Section Chief: Richard Krauzlis, Ph.D. email@example.com
Vision is an active process that starts in the eye, but is mostly accomplished by circuits of neurons in the central visual system. Unlike a camera, which records images without understanding what is there, our brain actively constructs our perception of the world based upon what we know through experience, in addition to what we sense through our eyes. A crucial aspect of this process is the selective filtering of visual information, which is accomplished in two ways. The first is to move the eyes to control how images fall on the retina of the eye. The second is to internally select some of the visual signals for further processing, while excluding others - this is known as visual attention. The long-term goal of our section is to understand the brain mechanisms that mediate these processes of eye movements and attention. Our current work focuses on visual spatial attention, which is affected in several prevalent brain disorders, including autism and attention deficit hyperactivity disorder. Using a range of neurophysiological, computational, and cellular techniques, in humans, non-human primates and mice, we aim to understand how these neuronal circuits operate under normal conditions and to identify how breakdowns in these mechanisms cause disorders of sensory-motor coordination.

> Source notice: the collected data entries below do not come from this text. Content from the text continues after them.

PR #248, opened 2020-10-25
Added interpolation search and updated README.md

Kingarturs:
Hi there! I added interpolation search algorithm and it's description in the README.md

Hope it helps 🚀

### DIFF
--- a/searches/interpolation_search.go
+++ b/searches/interpolation_search.go
@@ -1,0 +1,47 @@
+package main
+
+import (
+	"fmt"
+)
+
+func interpolationSearch(arr []int, x int) int {
+	var first = 0
+	var last = len(arr) - 1
+
+	for first <= last && x >= arr[first] && x <= arr[last] {
+		if first == last {
+			if arr[first] == x {
+				return first
+			}
+			return -1
+		}
+
+		tmp := first + int(((last-first)/(arr[last]-arr[first]))*(x-arr[first]))
+
+		if arr[tmp] == x {
+			return tmp
+		}
+
+		if arr[tmp] < x {
+			first = tmp + 1
+		} else {
+			last = tmp - 1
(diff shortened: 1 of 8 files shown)


searches/interpolation_search.go
```diff
@@ -0,0 +1,47 @@
+package main
```
nomisrevol, line 1: It should belong to `package searches`.

searches/interpolation_search.go
```diff
@@ -0,0 +1,47 @@
...
+			first = tmp + 1
+		} else {
+			last = tmp - 1
+		}
+	}
+
+	return -1
+}
+
+func main() {
```
nomisrevol, line 35: Remove `main` function, create test file instead.

nomisrevol (changes requested):
Change file name to `interpolationsearch.go` and add test to `search_test`. You can add more tests, it's very helpful and you're welcome.

searches/interpolation_search.go
Kingarturs: I noticed that every file on the searches folder is in the `main` package, should i leave mine there too or make it a separate package?

Kingarturs: It could imply to make a separate folder of the same name inside searches (as far as i know).
I can:
1. Change package of the go files inside the folder to searches
2. Leave my function in the main package the avoid import problems

nomisrevol: It's better to change it to `package searches` and the other search implementation should be changed to `package searches` too.

tjgurwara99:
Please resolve the conflicts. If you do not interact with this PR for two weeks, then I would consider this PR to be stale and close it. If for some reason you had not seen this message in the next two weeks, you are free to reopen this PR.

PR #249, opened 2020-10-27
Refactor repo with filename convention and folder convention

nomisrevol:


cclauss:
I am not a fan of this approach.  It is difficult to read and makes humans work hard so that computers don't have to.

PR #256, opened 2020-11-14
Fix sort testcase input sorted unintentionally

vzvu3k6k:
As `getSortedVersion` and other sorting functions modify a given slice, testcase inputs are unintentionally sorted beforehand.

To avoid that, passes a cloned slices to these functions.

### DIFF
--- a/sorts/sorts_testcases.go
+++ b/sorts/sorts_testcases.go
@@ -69,6 +69,8 @@ func makeRandomSignedSlice(size int) []int {
 	return vals
 }
 
+// getSortedVersion Takes a slice of ints and returns a slice as a sorted (in 
+// ascending order) copy of the slice passed as the argument.
 func getSortedVersion(a []int) []int {
 	b := cloneIntSlice(a)
 	sort.Slice(b, func(i, j int) bool { return b[i] < b[j] })
--- a/sorts/sorts_testcases.go
+++ b/sorts/sorts_testcases.go
@@ -75,6 +75,8 @@ func getSortedVersion(a []int) []int {
 	return b
 }
 
+// cloneIntSlice returns a copy of a given slice of int.
+// Useful to protect a slice from in-place sorting functions.
 func cloneIntSlice(src []int) []int {
 	vals := make([]int, len(src))
 	copy(vals, src)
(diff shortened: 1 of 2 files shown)


tjgurwara99 (approved):
All seems good to me. Maybe add a comment on top of `getSortedVersion` and `cloneIntSlice` to make it easier to understand what is happening, even though it's mostly self explanatory.

vzvu3k6k:
@tjgurwara99
Thanks for review. I've added a comment for `cloneIntSlice` at 651bbbc, but can't think of a good comment for `getSortedVersion`. If you have any good ideas, please let me know.

Now that `go test` runs on CI thanks to #266, I've reduced the slice length of testcases (at 0bbc1db) to avoid timeout on GitHub Actions (happened on https://github.com/TheAlgorithms/Go/runs/1995000745). It would be great if you could review this change as well.

sorts/sorts_testcases.go
```diff
@@ -70,6 +70,15 @@ func makeRandomSignedSlice(size int) []int {
 }
 
 func getSortedVersion(a []int) []int {
```
tjgurwara99, line 72:
```suggestion
// getSortedVersion Takes a slice of ints and returns it slice as a sorted (in 
// ascending order) copy of the slice passed as an argument.
func getSortedVersion(a []int) []int {
```

or something along those lines. This function is essentially taking in a slice and sorting it with the in-built sorting algorithm. The in-built algorithms sorts it according to the second argument which is passed as a comparison `lambda` (not sure if its called lambda in Golang - mathematically its a lambda). So we can work with the sorted version of the unsorted random slices that we generated for testing to compare the answer of the algorithms with a properly sorted slice.

tjgurwara99 (changes requested):
Good work catching that unintentional sorting!

sorts/sorts_testcases.go
vzvu3k6k: Thanks for suggestion! Just committed.

tjgurwara99:
This issue has been resolved recently when I was restructuring the repo. You can close this PR now. Thank you.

Section Chief: Bevil R. Conway, Ph.D. firstname.lastname@example.org
The Sensation, Cognition and Action Section aims to answer three fundamental questions. What are the computational goals of sensation, perception and cognition? What are the neural circuits, structures and operations in humans that implement these goals? And how do these components get wired up? Obtaining this knowledge will not only deepen our understanding of the human mind/brain and how vision works but also generate new ideas for tackling mental illnesses. To address these questions we leverage a range of techniques, including psychophysics and MRI in humans; along with experiments in non-human primates using fMRI-guided microelectrode recording, fMRI-guided pharmacological blockade, microstimulation, tract-tracing, and computational modeling.